▸ **Records for the exercise**
PR #2821, opened 2024-09-01
LastFM: Added dropdown for activity type

asleepa:
Activity type now uses a dropdown rather than 1 toggle between playing and listening.

Note: Streaming will show as Playing in the member list, however, it will show as streaming on profiles. The purple status indicator also only appears in the bottom left user card. Watching won't show the 3rd label (album name) but it seems to show how long it has been active instead.

image
image
image

### DIFF
--- a/src/plugins/lastfm/index.tsx
+++ b/src/plugins/lastfm/index.tsx
@@ -65,7 +65,9 @@ interface TrackData {
 // only relevant enum values
 const enum ActivityType {
     PLAYING = 0,
+    STREAMING = 1,
     LISTENING = 2,
+    WATCHING = 3
 }
 
 const enum ActivityFlag {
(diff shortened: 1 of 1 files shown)


Vendicated:
this seems pretty pointless and confusing for users. why would anyone ever want to use anything except listening or playing

asleepa:
Streaming can be used as a replacement word for "listening", such as Streaming <artist>, and some might also want the purple status indicator because it's different from the default online, idle, DND, and invisible.  Watching could be removed, I just added it for the sole intent of more options.

moyaimoment:
> such as Streaming (artist), and some might also want the purple status indicator because it's different from the default online, idle, DND, and invisible

Doesn't work unless you have a Twitch or YouTube link with it

PR #2824, opened 2024-09-01
PermissionsViewer: UI Cleanup, Role Icons Support, Granted By Tooltip

vishnyanetchereshnya:
Single scroller replaced by separate one for each panel
Added icon display for roles
Discord_HmjAd3fEBZ


src/plugins/permissionsViewer/styles.css
```diff
@@ -104,6 +107,12 @@
     flex-shrink: 0;
 }
 
+.vc-permviewer-perms-role-image {
```
Sqaaakoi, line 110: role icons aren't always 1:1 aspect ratio, this will stretch those icons

vishnyanetchereshnya: > role icons aren't always 1:1 aspect ratio, this will stretch those icons

uh, didn't notice, fixed

Nuckyz:
Thanks for the contribution! I went ahead and did more cleanups related to the UI and code, and also added a new tooltip to the permissions in the popoup to show what role is granting it

PR #2825, opened 2024-09-01
feat(plugins): LocalBlock, block annoying people without them knowing

junepark678:
There's times when there's an annoying user you want to block but just can't because you know they'd retaliate. This is for those times. This plugin allows you to block users discretely.


junepark678:
How this is different from #2492: this directly modifies the relationshipstore (which surprisingly doesn't push the changes to discord, only pulls) so stuff like NoBlockedMessages work as expected. This really is a true "Fake Block"

Vendicated:
you can now ignore users so this is obsolete

PR #2827, opened 2024-09-01
ShowMeYourName: Attempt to fix all inconsistencies; DM Support

hideki2k02:
I've noticed the code have some minor inconsistencies that makes it so that certain features don't work as intended (Mainly casing not working on certain modes), this attempts to fix that whilst trying to make the code be future-proof.

I've also added support for Direct Messages and Direct Groups with their respective toggles.

### DIFF
--- a/src/plugins/showMeYourName/index.tsx
+++ b/src/plugins/showMeYourName/index.tsx
@@ -4,20 +4,26 @@
  * SPDX-License-Identifier: GPL-3.0-or-later
  */
 
+/*
+ * Vencord, a Discord client mod
+ * Copyright (c) 2023 rini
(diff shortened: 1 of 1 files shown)


src/plugins/showMeYourName/index.tsx
```diff
@@ -4,20 +4,26 @@
  * SPDX-License-Identifier: GPL-3.0-or-later
  */
 
+/*
```
k26pl, line 7: The license header is duplicated

hideki2k02: ty for pointing that out!

Vendicated:
i don't really get the point of this pr, i don't think it adds any objective improvements

PR #2730, opened 2024-07-27
Port volume booster to web/vesktop

sadan4:
resolves: #1944 
ports volume booster to web/vesktop

TODO: 

- [x] don't error on screenshare
- [x] adjust volume?
- [x] fix deafening

PR #2828, opened 2024-09-01
Fix VolumeBooster on Vesktop & IgnoreActivities tweaks

sadan4:


src/plugins/volumeBooster/index.ts
```diff
@@ -69,7 +69,7 @@ export default definePlugin({
         // Patches needed for web/vesktop
         {
             find: "streamSourceNode",
-            predicate: () => IS_WEB,
+            predicate: () => !IS_DISCORD_DESKTOP,
```
rozbrajaczpoziomow, line 72:
```suggestion
            predicate: () => IS_WEB || IS_VESKTOP,
```

sadan4: https://github.com/Vendicated/Vencord/pull/2730#discussion_r1701700464

PR #3870, opened 2025-12-28
feat(plugin): ConfirmInviteToServer

aqxorus:
Shows a confirmation modal before inviting a user to a server, preventing accidental invites.

image


Vendicated:
too niche, just hide the context menu entry with css

PR #3871, opened 2025-12-29
feat(plugin): VolumeProfiles

lk3n-0:
A plugin that lets users save and switch between custom volume configurations for people in a voice chat. They can create multiple volume presets that have specific users assigned to them at specific volume levels which can then be applied using keybinds or through context menus.
image
image


Vendicated:
Thanks for your contribution, but I think this is too niche and also complicated

PR #3872, opened 2025-12-29
feat(notrack): make launch signature clean

wavedevgit:
[Launch signature](https://docs.discord.food/reference#launch-signature) is a way that discord can tell if you are using client mods.

It basically goes through each client mod, checking a list of properties tied to that mod on window["..."]. I changed it so all those checks just return undefined, keeping Vencord hidden.

since I couldn't find a working patch, I used a monkey patch

### DIFF
--- a/src/plugins/_core/noTrack.ts
+++ b/src/plugins/_core/noTrack.ts
@@ -140,5 +140,16 @@ export default definePlugin({
                 Reflect.deleteProperty(window, "DiscordSentry");
             }
         });
+        const originalReflectGet = Reflect.get;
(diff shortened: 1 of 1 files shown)


arHSM:
This PR is nugatory, it will only turn into a cat-and-mouse.

Most of the time Discord doesn't care if you're using a client mod, they will care if said client mod is doing something malicious. I can only think of this change coming off as negative and hostile towards Discord.

P.S. If you're so concerned and/or paranoid about it then you shouldn't use mods.

wavedevgit:
Okay

PR #3874, opened 2025-12-30
Fix vencord badges not rendering when a user doesn't have any discord badges

unsigned-32-bit-integer:


unsigned-32-bit-integer:
since the colors are currently slightly different between stable and canary, i've changed platform indicators to evaluate the styles rather than relying on hex codes

Vendicated:
Why remake patches instead of just reusing the previous ones?

unsigned-32-bit-integer:
> Why remake patches instead of just reusing the previous ones?

The old patches for adding badges do still work, but i dont see the reason for using 2 patches to accomplish something that can be done with one

src/plugins/_api/badges/index.tsx
```diff
@@ -108,6 +104,13 @@ export default definePlugin({
                     replace: "...$self.getBadgeMouseEventHandlers($1),$&"
                 }
             ]
+        },
+        {
+            find: "getLegacyUsername(){",
+            replacement: {
+                match: /getBadges\(\){[^}]{0,400}?return\[/,
```
Vendicated:
```suggestion
                match: /getBadges\(\)\{.{0,100}?return\[/,
```

PR #3880, opened 2026-01-02
feat: add inline to codeblock, add icon-only to button, fix game overlay being darkened by themes

imjustprism:


src/components/Button.tsx
```diff
@@ -24,16 +24,17 @@ export type ButtonSize = "min" | "xs" | "small" | "medium";
...
+    iconOnly?: boolean;
 };
 
 export type LinkButtonProps = ComponentPropsWithRef<"a"> & {
     size?: ButtonSize;
     variant?: ButtonVariant;
 };
 
-export function Button({ variant = "primary", size = "medium", children, className, ...restProps }: ButtonProps) {
+export function Button({ variant = "primary", size = "medium", iconOnly, children, className, ...restProps }: ButtonProps) {
```
Vendicated: this should just be a button variant, no? or size

Vendicated: probably `size="icon"`

imjustprism:
@Vendicated any better way to handle game overlay or is skipping it entirely fine?

Vendicated:
uhhh idk

Vendicated:
i dont use that shit

imjustprism:
same, i dont see a reason to apply themes to the overlay anyway, so i just disabled it entirely

nexpid:
> same, i dont see a reason to apply themes to the overlay anyway, so i just disabled it entirely

square
image

src/components/Button.css
```diff
@@ -62,6 +62,16 @@
     line-height: 1.25;
 }
 
+.vc-btn-icon {
+    min-width: auto;
+    min-height: 38px;
```
Vendicated: idk about this height, why such a specific number? is that from discord?

imjustprism: yeah, 38px is discord min-height for medium buttons

imjustprism: ill try something

imjustprism:
i think using it as a variant is better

▸ **What this task involves**
Go through the records and show every line with the string "stretch" in it.

▸ **Answer for this exercise**
Sqaaakoi, line 110: role icons aren't always 1:1 aspect ratio, this will stretch those icons
vishnyanetchereshnya: > role icons aren't always 1:1 aspect ratio, this will stretch those icons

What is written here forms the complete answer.